I have a general manager that I love working with who I have been blessed to have as a mentor - DB is a compassionate and dedicated manager with vast experience in management, governance, and leadership in non profit, disability, and education organisations.   He has given me structure and space to grow and learn, and challenges me to find a way to take this role on my way, conductively, and is patient as I try to find my equilibrium as a conductive manager.  I dare say that he is in fact a 'conductive' manager.

I have stopped trying to see conducting and managing as different - in the classroom I conduct my participants, and I the office I conduct myself and my team -- and I assure you conducting conductors is by far the harder of the two.

As in the classroom, I find myself digging my heels in about believing in my team, about expecting the best from my team even when they are under-performing, about believing it is always worth trying to find a way forward even when my team do not see it.  I still strongly feel responsible for being part of the solution, and believe that it is possible to find a solution even if I'm not the one to find it.  When things haven't gone well I wonder what I haven't done well, what as a manager I should have done better; when things are going well I feel really proud of my team and enjoy their success and the levity it creates in our office.

Even after challenging days or minutes with my team I find myself falling back on an attitude of rugged positivity and tenacious determinism - the very same attitude I have always had with my participants.  Even after a challenging day I still come back in the next day ready to try again, and hoping that this might be the day when we find the break through that moves us forward.

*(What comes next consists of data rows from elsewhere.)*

Issue #269, opened 2021-01-07
Recent changes in fish-foreign-env (Nixpkgs) break /etc/fish/nixos-env-preinit.fish


teehemkay:
Basically, `fish-foreign-env` directory layout was changed in a recent `Nixpkgs` [commit](https://github.com/NixOS/nixpkgs/commit/99bfa4bb601bfc94a72296f0b2395a4f888e5d84).
This results in breakage in the `fish` expression in `nix-darwin` which assumes a [specific directory layout](https://github.com/LnL7/nix-darwin/blob/8834df431736c3037bbef017b24c62bc4ace4645/modules/programs/fish.nix#L109).

This results in a rather annoying breakage (no `darwin-nix` environment, no `nix` even) for those using `fish` as their default shell. One has to manually relink `/nix/var/nix/profiles/system` to a previous generation to restore a working nix-darwin environment.

abathur:
This happened during the course of #107834, and https://github.com/NixOS/nixpkgs/pull/107834#issuecomment-752208683 explains that it is a breaking change, at least. I'm not fish-familiar so I don't have much insight here, but I wanted to cross-link it.

kevingriffin:
Although fixing this is straightforward, I have a pull request open to reduce the dependency on fenv in nix-darwin. This speeds up shell startup by a lot, and depending on how much we're willing to change, it could even be removed completely. If you use fish, please have a look and give me some feedback:

https://github.com/LnL7/nix-darwin/pull/266

teehemkay:
Thank you. I'll try and have a look this afternoon.

toonn:
@kevingriffin, how would #266 deal with some substitutions fish doesn't have, `${VAR:-fallback}`, for example?
Maybe [babelfish](https://github.com/NixOS/nixpkgs/pull/107834#discussion_r549615685) could be used in addition/instead?

kevingriffin:
@toonn Thank you for the feedback! In which attribute are you imagining those substitutions coming up? For the fish module of nix-darwin itself, #266 just requires you to set your configuration as fish instead of bash, and it transforms configured ENV variables into `set` statements.

Are you thinking about how to handle `extraInit` in the environment module? I'll see if I can wire up babelfish in my branch. 

I'm not sure what expectations other fish users have of this attribute, so I'd love to hear some use cases.

kevingriffin:
@toonn I've opened #270 with babelfish. Give it a try and see what you think.

[...]

PR #270, opened 2021-01-09
Native fish environment with babelfish

kevingriffin:
This is an alternative approach to https://github.com/LnL7/nix-darwin/pull/266

Adds the [babelfish](https://github.com/bouk/babelfish) package for translating the environment to fish at build time, eliminating the need for and performance cost of fenv.

I'm not sure if we want to vendor the package, get it added upsteam in nixpkgs, or some other approach. Ideally nixOS users would receive a similar change to their module as well.

Fixes https://github.com/LnL7/nix-darwin/issues/269

### DIFF
--- a/modules/programs/fish.nix
+++ b/modules/programs/fish.nix
@@ -12,6 +12,29 @@ let
     mapAttrsFlatten (k: v: "alias ${k} '${v}'") cfg.shellAliases
   );
 
+  envShellInit = pkgs.writeText "shellInit" cfge.shellInit;
+
+  envLoginShellInit = pkgs.writeText "loginShellInit" cfge.loginShellInit;
+
+  envInteractiveShellInit = pkgs.writeText "interactiveShellInit" cfge.interactiveShellInit;
+
+  fenv = pkgs.fish-foreign-env or pkgs.fishPlugins.foreign-env;
+
+  sourceEnv = file:
+  if cfg.useBabelfish then
+    "source /etc/fish/${file}.fish"
+  else
+    ''
+      set fish_function_path ${fenv}/share/fish-foreign-env/functions $fish_function_path
+      fenv source /etc/fish/foreign-env/${file} > /dev/null
+      set -e fish_function_path[1]
+    '';
+
+  babelfishTranslate = path: name:
+    pkgs.runCommand "${name}.fish" {
+      nativeBuildInputs = [ cfg.babelfishPackage ];
+    } "${cfg.babelfishPackage}/bin/babelfish < ${path} > $out;";
+
 in
 
 {
@@ -27,7 +50,24 @@ in
         '';
         type = types.bool;
       };
-      
+
+      useBabelfish = mkOption {
+        type = types.bool;
+        default = false;
+        description = ''
+          If enabled, the configured environment will be translated to native fish using <link xlink:href="https://github.com/bouk/babelfish">babelfish</link>.
+          Otherwise, <link xlink:href="https://github.com/oh-my-fish/plugin-foreign-env">foreign-env</link> will be used.
+        '';
+      };
+
+      babelfishPackage = mkOption {
+        type = types.package;
+        description = ''
+          The babelfish package to use when useBabelfish is
+          set to true.
+        '';
+      };
+
       vendor.config.enable = mkOption {
         type = types.bool;
         default = true;
@@ -43,7 +83,7 @@ in
           Whether fish should use completion files provided by other packages.
         '';
       };
-      
+
       vendor.functions.enable = mkOption {
         type = types.bool;
         default = true;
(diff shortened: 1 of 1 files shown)


toonn:
This does seem to work fine for me. Doesn't really affect loading time of a shell started from a shell but spawning a new terminal has gone for ~8s to under 4s.

Note that I don't use POSIX variable substitutions in my environment so I can't vouch for that working.

kevingriffin:
Thanks for having a look! I prefer this approach and opened PRs on nixpkgs to [add the package](https://github.com/NixOS/nixpkgs/pull/108946) and use it in the [nixOS module](https://github.com/NixOS/nixpkgs/pull/108947).

modules/programs/fish.nix
```diff
@@ -151,12 +137,7 @@ in
       status --is-interactive; and not set -q __fish_nix_darwin_interactive_config_sourced
       and begin
         ${fishAliases}
-        
 
-        set fish_function_path ${pkgs.fish-foreign-env}/share/fish-foreign-env/functions $fish_function_path
-        fenv source /etc/fish/foreign-env/interactiveShellInit > /dev/null
-        set -e fish_function_path[1]
-
```
bouk, line 159: You're removing a bunch of the shell inits here, which will break gpg-agent for example.

I think we should translate all of the init files and save them as `environment.etc."fish/interactiveShellInit.fish"` etc. Then we also don't need `system.build.setEnvironmentFish`

bouk (changes requested):
Thank you for getting started on this, I already have something like this in my own nix config:

https://github.com/bouk/b/blob/5cfc6ec6a46d15fffef9c92788b719d07a1a950e/darwin.nix#L80-L117

For me it was a huge speed boost, shaving 3-4 seconds (!) off every new shell invocation

modules/programs/fish.nix
kevingriffin: @bouk I've tried implementing this approach. If you could have a look and give feedback, I'll port the same change to the nixOS module.

kevingriffin:
I've made changes here and on the nixOS module to make this change optional, configured on the fish module. I also committed a change to the namespace of the foreign-env package to resolve the original issue for users who don't use the new babelfish-based generation option.

modules/programs/fish.nix
```diff
@@ -99,33 +124,69 @@ in
...
+    environment = mkMerge [
+      (mkIf cfg.translateEnvironment
+      {
+        etc."fish/set-environment.fish".source = pkgs.runCommand "set-environment.fish" {
+        nativeBuildInputs = [ babelfish ];
+      } ''
+        ${babelfish}/bin/babelfish < ${config.system.build.setEnvironment} > $out;
+      '';
+
+       etc."fish/shellInit".source = pkgs.runCommand "shellInit" {
```
bouk, line 136: fish files always have .fish at the end, so I think you should add that here too.

modules/programs/fish.nix
```diff
@@ -12,6 +12,23 @@ let
...
+
+  envInteractiveShellInit = pkgs.writeText "interactiveShellInit" cfge.interactiveShellInit;
+
+  sourceEnv = useTranslated: path:
+  if useTranslated then
+    "source ${path}"
+  else
+    ''
+      set fish_function_path ${pkgs.fishPlugins.foreign-env}/share/fish-foreign-env/functions $fish_function_path
+      fenv source ${path} > /dev/null
```
hauleth, line 29: Do we still need `fenv` there as we are using `babelfish`?

kevingriffin: We don't. In the version I've done for nixOS, this requirement is removed. I'll go ahead and port it back to nix-darwin in this branch.

modules/programs/fish.nix
```diff
@@ -12,6 +12,23 @@ let
     mapAttrsFlatten (k: v: "alias ${k} '${v}'") cfg.shellAliases
   );
 
+  babelfish = pkgs.callPackage ../../pkgs/shells/fish/plugins/babelfish.nix { };
```
LnL7, line 15: I don't really want to keep package definitions in this repo.

Since this isn't guaranteed to be available in nixpkgs (eg. 20.09) the best solution is to add a package option without a default, that way it's up to the user to either introduce the version they want into their configuration or if nixpkgs is recent enough just use `pkgs.babelfish`. The later can then also the default once the oldest supported release has babelfish available.

modules/programs/fish.nix
```diff
@@ -12,6 +12,23 @@ let
...
+  envLoginShellInit = pkgs.writeText "loginShellInit" cfge.loginShellInit;
+
+  envInteractiveShellInit = pkgs.writeText "interactiveShellInit" cfge.interactiveShellInit;
+
+  sourceEnv = useTranslated: path:
+  if useTranslated then
+    "source ${path}"
+  else
+    ''
+      set fish_function_path ${pkgs.fishPlugins.foreign-env}/share/fish-foreign-env/functions $fish_function_path
```
LnL7, line 28: Similar to the babelfish package, this should still handle the case where fishPlugins isn't available in nixpkgs yet. That's what is causing the tests to fail. eg.

```nix
let
  fenv = pkgs.fish-foreign-env or pkgs.fishPlugins.foreign-env;
in
  # ...
```

Ideally an alias would be added in nixpkgs however, just renaming stuff isn't really something projects outside of the repo should have deal with without some compatibility window.

LnL7 (changes requested):
There are a few extra things to consider here compared to the NixOS module since this needs to be compatible with both 20.09 and unstable.

modules/programs/fish.nix
kevingriffin: I agree. It was convenient to spike it, but I wouldn't want to vendor an old package in nix-darwin. I'll add a package option.

modules/programs/fish.nix
kevingriffin: That's a very clean way to do it. I'll incorporate that into this branch, along with the other changes (like selecting which method to use—fenv or babelfish—) from the nixOS module and push up a new version.

kevingriffin:
@LnL7 Thanks for the review! I believe what I just pushed up addresses your comments. Let me know if there's anything else to improve.

kevingriffin:
@LnL7 The nixOS module was merged with no further changes. Is there anything else to do to make this suitable for nix-darwin?

LnL7 (approved):
With the extra compatibility changes this looks good to me. I'm not a fish user but people with more relevant knowledge should have already reviewed this on the NixOS side.

teehemkay:
There's an issue where `fish-foreign-env` has now been aliased to `throw "fish-foreign-env has been replaced with fishPlugins.foreign-env` in `Nixpkgs`.
This results in an error if `fish` is enable.

The test to bind `fenv` in the `let` expression should probably be inverted.
Maybe something like:

```
 fenv = if builtins.hasAttr "fishPlugins" pkgs then pkgs.fishPlugins.foreign-env else pkgs.fish-foreign-env;
```

modules/programs/fish.nix
```diff
@@ -12,6 +12,29 @@ let
     mapAttrsFlatten (k: v: "alias ${k} '${v}'") cfg.shellAliases
   );
 
+  envShellInit = pkgs.writeText "shellInit" cfge.shellInit;
+
+  envLoginShellInit = pkgs.writeText "loginShellInit" cfge.loginShellInit;
+
+  envInteractiveShellInit = pkgs.writeText "interactiveShellInit" cfge.interactiveShellInit;
+
+  fenv = pkgs.fish-foreign-env or pkgs.fishPlugins.foreign-env;
```
toonn, line 21: I ran into the same problem because of the redirect at `pkgs.fish-foreign-env`, looks like flipping around the packages would indeed fix it.

```suggestion
   fenv =  pkgs.fishPlugins.foreign-env or pkgs.fish-foreign-env;
```

teehemkay:
Yep. I was beeing extra cautious (check before jumping) hence the `if` expression.

Note that the issue only occurs if the user does not use `babelfish` but since this is the default...

kevingriffin:
Thank you @teehemkay and @toonn for the testing. I opened a quick PR to integrate this change:

https://github.com/LnL7/nix-darwin/pull/283

PR #893, opened 2024-02-28
github-runners: adapt to NixOS module

veehaitch:
While #859 added basic support for configuring GitHub runners through nix-darwin, it did not yet support all of the options the NixOS module offers.

I am aware that this is a rather big overhaul. I think, however, that it's worth it:

- Copies the `options.nix` from the [NixOS module] with only minor adaptations. This should help to keep track of any changes to it.
- Respect the `workDir` config option. So far, the implementation didn't even read the value of the option.
- Allow configuring a custom user and group. If both are `null`, nix-darwin manages the `_github-runner` user shared among all instances. Take care of creating your own users if that's not what you want.
- Also creates the necessary directories for state, logs and the working directory (unless `workDir != null`). It uses the following locations: * state: `/var/lib/github-runners/${name}` * logs: `/var/log/github-runners/${name}` * work: The value of `workDir` or `/var/run/github-runners/${name}` if (`workDir == null`). We have to create the logs directory before starting the service since launchd expects that the `Standard{Error,Out}Path` exist. We do this by prepending to [`system.activationScripts.launchd.text`]. All directories belong to the configured `user` and `group`.
- Warn if a `tokenFile` points to the Nix store.

[NixOS module]: https://github.com/NixOS/nixpkgs/blob/3c30c56/nixos/modules/services/continuous-integration/github-runner/options.nix
[`system.activationScripts.launchd.text`]: https://github.com/LnL7/nix-darwin/blob/bbde06b/modules/system/launchd.nix#L99-L123


veehaitch:
Cc @domenkozar

domenkozar (approved):

PR #896, opened 2024-03-03
Support new nix 2.20 command syntax

marksisson:
This commit updates the nix.conf validation logic to accommodate different versions of Nix. It introduces a conditional assignment of the `showCommand` variable, which determines the appropriate command to use based on the Nix version. For versions at least "2.20pre", it uses "config show"; otherwise, it falls back to "show-config". This change ensures compatibility across various Nix releases.

Same as fix for NixOS - https://github.com/NixOS/nixpkgs/pull/271423


Enzime (approved):
LGTM

Thanks for the contribution

PR #897, opened 2024-03-03
fix writing values with containers

dfrankland:
Currently, the `-array` value for `writeValue` produces incorrect arguments for `defaults` like so

```ts
-array -string 'blah' -string 'blah'
```

Complex container values like `-array` and `-dict` have their own DSL which does not allow specifying all data types. Instead of using the DSL use plist fragments instead. 

The man page for `defaults` writes the following, below. This doesn't give much guidance on passing values with containers, but there's a feature to pass plist fragments for much more complex use-cases, mentioned as `<value_rep>` from `defaults --help`:
https://shadowfile.inode.link/blog/2018/06/advanced-defaults1-usage/#container-types

```
...
     write domain key 'value'
                  Writes value as the value for key in domain.  value must be a property list, and must be enclosed in single quotes.  For example:

                        defaults write com.companyname.appname "Default Color" '(255, 0, 0)'

                  sets the value for Default Color to an array containing the strings 255, 0, 0 (the red, green, and blue components). Note that the key is enclosed in quotation marks because it contains a space.

     write domain 'plist'
                  Overwrites the defaults information in domain with that given as plist.  plist must be a property list representation of a dictionary, and must be enclosed in single quotes.  For example:

                        defaults write com.companyname.appname '{ "Default Color" = (255, 0, 0);
                                                        "Default Font" = Helvetica; }';

                  erases any previous defaults for com.companyname.appname and writes the values for the two names into the defaults system.
...
     -array      Allows the user to specify an array as the value for the given preference key:

                       defaults write somedomain preferenceKey -array element1 element2 element3

                 The specified array overwrites the value of the key if the key was present at the time of the write. If the key was not present, it is created with the new value.

     -array-add  Allows the user to add new elements to the end of an array for a key which has an array as its value. Usage is the same as -array above. If the key was not present, it is created with the specified
                 array as its value.
```

Supersedes old PR: #790

### DIFF
--- a/tests/fixtures/system-defaults-write/activate.txt
+++ b/tests/fixtures/system-defaults-write/activate.txt
@@ -1,0 +1,10 @@
+defaults write /Library/Preferences/SystemConfiguration/com.apple.smb.server 'NetBIOSName' $'<?xml version="1.0" encoding="UTF-8"?>
+<!DOCTYPE plist PUBLIC "-//Apple Computer//DTD PLIST 1.0//EN" "http://www.apple.com/DTDs/PropertyList-1.0.dtd">
+<plist version="1.0">
+<string>IMAC-000000</string>
+</plist>'
+defaults write /Library/Preferences/SystemConfiguration/com.apple.smb.server 'ServerDescription' $'<?xml version="1.0" encoding="UTF-8"?>
+<!DOCTYPE plist PUBLIC "-//Apple Computer//DTD PLIST 1.0//EN" "http://www.apple.com/DTDs/PropertyList-1.0.dtd">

I want to be able to find ways to motivate and inspire my team, to give them opportunities to grow and thrive, to figure out how to bring out the best in them, and to learn how to respect them for where they are at.  I feel badly when I am not able to create that conductive environment for them, or when they choose not to run with opportunities I think that I have opened.  I try to understand my disappointment in myself as a manager who isn't always able to provide an ideal environment or to lift my team in the context of my expectation that as conductors they should be able to create this environment for each other, for our program assistants, and for themselves.  I try to balance this by being transparent in my efforts to bring a conductive approach to my management style, hoping that they too will be conductive with themselves and each other outside of the classroom, and wondering if that is an unreasonable thing to hope for.

It has taken me a while to have the confidence to start to voice this.  I know that there are going to be days and moments that are better than others and I'm a lot more okay about that than I was a few months ago when I started this job, with bright eyes, bushy tail, and rose tinted glasses.  Reflecting conductively helps me remember that as long as I am doing my best in any moment, it is the best that I can do, and thus helps me reflect more kindly on my own successes and challenges. I am so proud to be a part of a profession that has taught me to do everything that I do conductively, and so excited to bring my conductive approach and mindset with me as I step up and into my new role here.